The critical threshold lies around 60 percent. If the cells in the wood frog's body lose up to 60 percent of their water, they can still rehydrate and regain their original shape when thawing occurs. However, if the cells dehydrate beyond this point, the process becomes irreversible--the cell membranes become so compressed and folded upon themselves that they cannot regain their original shape .

By binding strongly to water molecules within the cells, cryoprotectants like glucose inhibit dehydration, but even very high levels of glucose cannot lower the temperature at which catastrophic dehydration occurs by more than a few degrees. Seeing that thousands of years of evolution had not allowed the wood frog to survive temperatures colder than -8°C or so, Rubinsky abandoned science's long-cherished goal of preserving organs in liquid nitrogen at -196°C.

Once Rubinsky and Storey had identified dehydration as the factor which determined whether or not individual cells survived, they sought to understand how the frog coped with freezing on a larger scale. This time, as frogs were frozen and thawed, they watched what happened inside of them using MRI -- the same technology that allows physicians to see cross-sectional views of their patients.

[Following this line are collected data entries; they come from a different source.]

PR #767, opened 2022-05-23
Fix copytree docs and unify default parameter logic.

bdice:
## Description
While working on #763, I unified the `copytree` docs and default parameter behavior across the codebase. Now, the default parameter in public APIs should always be `None` and we should consistently document that `None` means that signac will use `shutil.copytree`.

I also updated a few docstrings related to synchronization.

## Checklist:

### DIFF
--- a/signac/contrib/import_export.py
+++ b/signac/contrib/import_export.py
@@ -474,10 +474,10 @@ def export_jobs(jobs, target, path=None, copytree=None):
         A path to a directory or archive file to export to.
     path : str or callable
         The path (function) used to structure the exported data space. (Default value = None)
-    copytree : callable
-        The function used for copying of directory tree
-        structures. Defaults to :func:`shutil.copytree`.
-        Can only be used when the target is a directory.
+    copytree : callable, optional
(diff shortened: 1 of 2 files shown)


csadorf (approved):

bdice:
> addition of an if statement that changes the empty input, labeled as known from the previous change, to shutil.copytree (question: why were these two changes necessary? It seems like we broke up one line into 3 lines)

@iblanco11981870 Good question. I think we had decided at some point in the past that we didn't like using the function `shutil.copytree` directly as a default parameter, and instead preferred to let it be `None` and replace `None` with that default value in the function. I don't know the rationale for that choice anymore. This PR's primary goal was to establish a consistent style for all the functions accepting a `copytree`-like function. We could have gone the other way, and used `shutil.copytree` instead of `None` in all cases, but I went with using `None` because I think it gives us the most flexibility to change the internals going forward without altering the signac public API. For example, we could replace the internal use of `shutil.copytree` with some better/faster copy function while retaining the default value of `None`. This is unlikely, but it's best to be defensive with preventing future breakage of public APIs.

Rubinsky and Storey found that as the wood frog's internal organs froze, they underwent increasing dehydration. As in the earlier experiments, water accumulated as ice in blood vessels; but a much larger volume of water was transported completely out of the organs and into the frog's major inter-organ spaces -- the abdominal and thoracic cavities -- where it accumulated as large pieces of ice which eventually surrounded the central organs. Some organs, such as the liver, lost 50 percent of their volume as water was transported into these spaces.

Rubinsky speculates that the accumulation of ice in the thoracic and abdominal cavities may allow the ice more room to expand without rupturing such delicate structures as blood vessels.